CCTV Transcripts

CCTV Script 10/06/20

— This is the script of CNBC's news report for China's CCTV on June 10, 2020, Wednesday.

Despite the recent rise in international oil prices, the major investment Banks are starting to warn of downside risks. The Goldman Sachs research team said on Tuesday that oil prices could see a 15 to 20 percent correction in the coming weeks. Monday's small selling could be a sign that a correction has begun. 
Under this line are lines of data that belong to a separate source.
PR #12167, opened 2020-06-16
Flag RSA secret BNs as consttime on keygen and checks

romen:
<https://github.com/openssl/openssl/pull/11765> switched the default code path for keygen.

External testing through TriggerFlow highlighted that in several places we failed (once more!) to set the `BN_FLG_CONSTTIME` flag on critical secret values (either long term or temporary values).

This commit tries to make sure that the secret BN values inside the `rsa struct` are always flagged on creation, and that temporary values derived from these secrets are flagged when allocated from a BN_CTX.

Acknowledgments
---------------

Thanks to @Voker57, @bbbrumley, @sohhas, @cpereida for the [OpenSSL Triggerflow CI] ([paper]) through which this defect was detected and tested, and for providing early feedback to fix the issue!

[OpenSSL Triggerflow CI]: https://gitlab.com/nisec/openssl-triggerflow-ci
[paper]: https://eprint.iacr.org/2019/366

### DIFF
--- a/crypto/rsa/rsa_sp800_56b_check.c
+++ b/crypto/rsa/rsa_sp800_56b_check.c
@@ -37,7 +37,14 @@ int rsa_check_crt_components(const RSA *rsa, BN_CTX *ctx)
     r = BN_CTX_get(ctx);
     p1 = BN_CTX_get(ctx);
     q1 = BN_CTX_get(ctx);
-    ret = (q1 != NULL)
+    if (q1 != NULL) {
+        BN_set_flags(p1, BN_FLG_CONSTTIME);
+        BN_set_flags(q1, BN_FLG_CONSTTIME);
+        ret = 1;
+    } else {
+        ret = 0;
+    }
+    ret = ret
           /* p1 = p -1 */
           && (BN_copy(p1, rsa->p) != NULL)
           && BN_sub_word(p1, 1)
@@ -138,7 +145,14 @@ int rsa_check_prime_factor(BIGNUM *p, BIGNUM *e, int nbits, BN_CTX *ctx)
     BN_CTX_start(ctx);
     p1 = BN_CTX_get(ctx);
     gcd = BN_CTX_get(ctx);
-    ret = (gcd != NULL)
+    if (gcd != NULL) {
+        BN_set_flags(p1, BN_FLG_CONSTTIME);
+        BN_set_flags(gcd, BN_FLG_CONSTTIME);
+        ret = 1;
+    } else {
+        ret = 0;
+    }
+    ret = ret
           /* (Step 5d) GCD(p-1, e) = 1 */
           && (BN_copy(p1, p) != NULL)
           && BN_sub_word(p1, 1)
@@ -172,7 +186,16 @@ int rsa_check_private_exponent(const RSA *rsa, int nbits, BN_CTX *ctx)
     lcm = BN_CTX_get(ctx);
     p1q1 = BN_CTX_get(ctx);
     gcd = BN_CTX_get(ctx);
-    ret = (gcd != NULL
+    if (gcd != NULL) {
+        BN_set_flags(p1, BN_FLG_CONSTTIME);
+        BN_set_flags(q1, BN_FLG_CONSTTIME);
+        BN_set_flags(lcm, BN_FLG_CONSTTIME);
+        BN_set_flags(gcd, BN_FLG_CONSTTIME);
+        ret = 1;
+    } else {
+        ret = 0;
+    }
+    ret = (ret
           /* LCM(p - 1, q - 1) */
           && (rsa_get_lcm(ctx, rsa->p, rsa->q, lcm, gcd, p1, q1, p1q1) == 1)
           /* (Step 6a) d < LCM(p - 1, q - 1) */
@@ -241,6 +264,12 @@ int rsa_get_lcm(BN_CTX *ctx, const BIGNUM *p, const BIGNUM *q,
                 BIGNUM *lcm, BIGNUM *gcd, BIGNUM *p1, BIGNUM *q1,
                 BIGNUM *p1q1)
 {
+    BN_set_flags(lcm, BN_FLG_CONSTTIME);
+    BN_set_flags(gcd, BN_FLG_CONSTTIME);
+    BN_set_flags(p1, BN_FLG_CONSTTIME);
+    BN_set_flags(q1, BN_FLG_CONSTTIME);
+    BN_set_flags(p1q1, BN_FLG_CONSTTIME);
+
     return BN_sub(p1, p, BN_value_one())    /* p-1 */
            && BN_sub(q1, q, BN_value_one()) /* q-1 */
            && BN_mul(p1q1, p1, q1, ctx)     /* (p-1)(q-1) */
--- a/crypto/rsa/rsa_sp800_56b_check.c
+++ b/crypto/rsa/rsa_sp800_56b_check.c
@@ -38,6 +38,7 @@ int rsa_check_crt_components(const RSA *rsa, BN_CTX *ctx)
     p1 = BN_CTX_get(ctx);
     q1 = BN_CTX_get(ctx);
     if (q1 != NULL) {
+        BN_set_flags(r, BN_FLG_CONSTTIME);
         BN_set_flags(p1, BN_FLG_CONSTTIME);
         BN_set_flags(q1, BN_FLG_CONSTTIME);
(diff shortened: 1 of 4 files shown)


romen:
@cpereida @bbbrumley can I also ask for your feedback on the final version of this?

crypto/rsa/rsa_sp800_56b_check.c
```diff
@@ -172,7 +186,16 @@ int rsa_check_private_exponent(const RSA *rsa, int nbits, BN_CTX *ctx)
     lcm = BN_CTX_get(ctx);
     p1q1 = BN_CTX_get(ctx);
     gcd = BN_CTX_get(ctx);
-    ret = (gcd != NULL
+    if (gcd != NULL) {
+        BN_set_flags(p1, BN_FLG_CONSTTIME);
+        BN_set_flags(q1, BN_FLG_CONSTTIME);
+        BN_set_flags(lcm, BN_FLG_CONSTTIME);
```
romen, line 192: I missed p1q1 here!

romen: Pushed fixup commit: triggerflow did not detect this because I was anyway setting the `BN_FLG_CONSTTIME` flag twice (once where the temp values are allocated from the `BN_CTX` and once entering `rsa_get_lcm()`, which happened to be the first call).

Although it leads to more lines of code, I believe it is cleaner, less error prone and more future-proof, if we recommend that the "owner" of the variables sets the flag as soon as they are allocated, rather than relying on the fact that `rsa_get_lcm()` is currently the first function call that uses those `BN`.

The fixup commit does so and removes the second flag setting batch from within `rsa_get_lcm()` documenting in the function description that setting the flag is the caller's responsibility.

romen:
@slontis can you reapprove?

crypto/rsa/rsa_sp800_56b_check.c
slontis: fair enough - its only called in 2 places.

slontis: r doesnt seem to need it currently- would it potentially need it in the future? - (it has a expand in the call somewhere in the divide)

romen: `r`?

slontis: Line 37..

romen: Ah, I was looking at the wrong function!

Well, I am not sure about `r`, at the moment anyway the fact that `rsa->d` and `lcm` have the flag force things through the right paths.

I assumed (but without doing too much analysis) that given that `r` is the only value not being cleared it shouldn't ever contain confidential results (not even in the case `r != 1` that makes the validation fail.
If this is not the case, we should clear `r` as otherwise bug attacks could be exploited to try and recover information about the secret exponent or the primes.

romen: Also in https://github.com/openssl/openssl/blob/3f651554453fbfd10557d87a93e1a0c625b3fd3d/crypto/rsa/rsa_sp800_56b_check.c#L16-L76

`r` at the moment does not "need" to be flagged because the operands of the operations "returning" `r` are flagged.

`r` here also is not cleared, so I am assuming that even in the case of failed validation it or if 
any of
https://github.com/openssl/openssl/blob/3f651554453fbfd10557d87a93e1a0c625b3fd3d/crypto/rsa/rsa_sp800_56b_check.c#L64
https://github.com/openssl/openssl/blob/3f651554453fbfd10557d87a93e1a0c625b3fd3d/crypto/rsa/rsa_sp800_56b_check.c#L67
https://github.com/openssl/openssl/blob/3f651554453fbfd10557d87a93e1a0c625b3fd3d/crypto/rsa/rsa_sp800_56b_check.c#L70

fails, `r` won't contain sensitive data.

If this assumption is wrong we should make sure that `r` is cleared at the end of this function as well.

slontis: It would contain the result of (qInv . q) mod p.
I dont think it leaks anything - maybe we should just clear it anyway.

romen: Maybe @bbbrumley or @cpereida can double check the risks of not clearing `r` in these 2 functions (and if we should preemptively set the flag also on `r`).

crypto/rsa/rsa_sp800_56b_gen.c
```diff
@@ -353,6 +374,7 @@ int rsa_sp800_56b_pairwise_test(RSA *rsa, BN_CTX *ctx)
     k = BN_CTX_get(ctx);
     if (k == NULL)
         goto err;
+    BN_set_flags(k, BN_FLG_CONSTTIME);
```
mattcaswell, line 377: What about `tmp` here?

cpereida:
Checking through this, I noticed that the function `rsa_sp800_56b_check_keypair` is reachable through the wrapper https://github.com/openssl/openssl/blob/3f651554453fbfd10557d87a93e1a0c625b3fd3d/crypto/rsa/rsa_chk.c#L243
*only* when setting `FIPS_MODULE`.

I wonder if this should be made default following the spirit from #11765
If so, probably it requires its own PR but I thought it's worth mentioning in here.

crypto/rsa/rsa_sp800_56b_gen.c
cpereida: I quickly checked and it seems that functions using `tmp` do not check any `BN_FLG_CONSTTIME`, so I believe is ok.

crypto/rsa/rsa_sp800_56b_check.c
cpereida: If the cost of clearing it (and preemptively adding the flag) is not high, I'd recommend doing it so.

crypto/rsa/rsa_sp800_56b_gen.c
mattcaswell: Hmm....`tmp` is used in the call to `BN_mod_exp` below, which then calls `BN_mod_exp_mont`, which then calls `BN_mod_exp_mont_consttime` if the flag is set...or am I misreading the logic somewhere? In practice `rsa->d` should already have the flag set, so it should still go down that path...but still....

crypto/rsa/rsa_sp800_56b_check.c
romen: I tend to agree, I will push a fixup this evening

crypto/rsa/rsa_sp800_56b_gen.c
romen: I actually originally flagged tmp and later removed it:

From a logic perspective k and rsa->d here are the secrets, tmp is the public encrypted value and e and n are public.

Flagging tmp here could mask more serious mistakes from being detected by the CI, that was my rationale.

mattcaswell: Ok - makes sense.

romen:
> Checking through this, I noticed that the function `rsa_sp800_56b_check_keypair` is reachable through the wrapper
> 
> https://github.com/openssl/openssl/blob/3f651554453fbfd10557d87a93e1a0c625b3fd3d/crypto/rsa/rsa_chk.c#L243
> 
> 
> _only_ when setting `FIPS_MODULE`.
> I wonder if this should be made default following the spirit from #11765
> If so, probably it requires its own PR but I thought it's worth mentioning in here.

Let's see what @slontis says about it, I agree it should be a separate PR (maybe assigned to @slontis :stuck_out_tongue:)

crypto/rsa/rsa_sp800_56b_check.c
romen: See 31b9b166b9ee3e35bc309332eafb5bde0d714322

romen:
All feedback should have been addressed now.

slontis:
> I wonder if this should be made default following the spirit from #11765
> If so, probably it requires its own PR but I thought it's worth mentioning in here.

In fips mode it needs to only run what it runs now..
In NON fips mode do you want it to fail if it finds a multiprime key or a weak key? (That sounds like a breaking change?).

romen:
@mattcaswell can you give formal approval or dismiss your previous request for changes?
@slontis can you reapprove?

romen:
Merged to `master` as:

- d4bf0d57a8 Flag RSA secret BNs as consttime on keygen and checks


Thanks!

Goldman Sachs said the downside risks were mainly due to uncertainty on the demand side and excess inventories. Although Goldman Sachs announced that it will raise its 2020 oil price expectations, they are not willing to see more oil prices at this stage. The bank currently expects Brent oil prices to be US$40.40 per barrel and WTI oil prices to be US$36 per barrel, both of which are below Current trading price. A day earlier, Morgan Stanley, another big investment bank, warned that the oil price rally was unlikely to last long time. The bank's research team believes the recent rise in oil prices has been driven more by supply-side factors than demand, and it is unclear whether downstream refiners will be able to restore strong demand. For Qatar's energy minister, the possibility of a second wave is also a risk that cannot be ignored in the oil market.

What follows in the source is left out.